OK schools prepare for problems with online learning as positive COVID-19 cases pop up
Silo Public Schools will keep just one classroom of early education students at home after a student tested positive.
Achille Public Schools are keeping 7th through 9th graders home after a teacher tested positive.
Kingston Superintendent Brian Brister said it wasn’t easy to tell students the school was shutting down for two weeks.
“They were so excited those first two days to see their friends and get back into their normal routine of school,” Brister said.
Brister said the district was working hard to update technology and try to help all students distance learn when they had to shut down.
“The only thing we can do right now is do the paper packets,” Kingston said. “Our teachers are passing those out and parents are picking those up.”
Mannsville Public Schools shut down too, but Superintendent Brandi Price says she felt prepared.
“There’s obviously things that come up that you don’t anticipate, but we’re trying to work through anything that’s coming up and do what’s best for our kids,” Price said.
Silo Public Schools had a COVID positive student, but since the student was in an early education class, only that classroom will quarantine for two weeks.
“At the lower grades they’re able to self-contain in a classroom, so they’re within just that group of kids throughout the day,” Silo Public Schools Superintendent Kate McDonald said.
McDonald said the district prepared by creating a plan with the health department and made sure online learning was available to all students.
“We’re prepared to make that transition,” McDonald said.
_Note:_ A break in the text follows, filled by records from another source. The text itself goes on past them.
PR #199, opened 2023-11-05
Dashboard preset error

seb5g:
Better handling of the possible error when loading a preset in terms of:
* error from the instrument plugin class
* error if not right configuration for slave/Master
* error if not init for slave/master config


seb5g:
solve the issue #168

PR #200, opened 2023-11-06
ParameterTree settings in daq_viewer:

Ashwolaa:
- Loading/saving possibilities in daq_viewer
TODO:
- differentiate main settings from detector settings?
- extend it to daq_move ( should be a more general feature associated to each parameter settings)
- add some safety check to avoid breakup when detector already initialized
- fix the icons
- make custom name/id to avoid changing plugins
- Rewrite ioxml.parameter_to_xml_file and ioxml.XML_file_to_parameter to prefer differentiation by children instead of type group


seb5g:
- differentiate main settings from detector settings?
I guess saving loading main settings is also interesting

- extend it to daq_move ( should be a more general feature associated to each parameter settings)
even more general, it should be associated with the ParameterManager object (so that one could save/load everywhere)

- add some safety check to avoid breakup when detector already initialized
could be tricky indeed

- fix the icons
see next comment
- make custom name/id to avoid changing plugins
what do you mean?

- Rewrite ioxml.parameter_to_xml_file and ioxml.XML_file_to_parameter to prefer differentiation by children instead of type group

What do you mean?

seb5g:
For the icons, once you have the new png files, you have to first add them in the xml file (suffixed *.qrc) :
image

Price said reaching WiFi wasn’t the only worry with distance learning. In Mannsville, 94 percent of students are on free or reduced lunch.
Price said there are two days scheduled where families can pick up a meal.
“I’ve got cafeteria workers right now working to make meals to hand out tomorrow,” Price said.
Many Kingston students also rely on meals provided by the school. Since a cafeteria worker tested COVID-positive, Brister said they can’t make the same arrangements as Mannsville.
“It’s especially devastating,” Brister said. “That gives you no way to feed your students.”
The hotspots given to districts by the Oklahoma State Department of Education will be coming in around the time Kingston students can go back to campus.
Brister said the district also purchased eight for school buses, which will be parked around the district in the event the district needs to go back to distance learning.
“Those who don’t have access to WiFi can come and park and use the WiFi off the bus,” Brister said.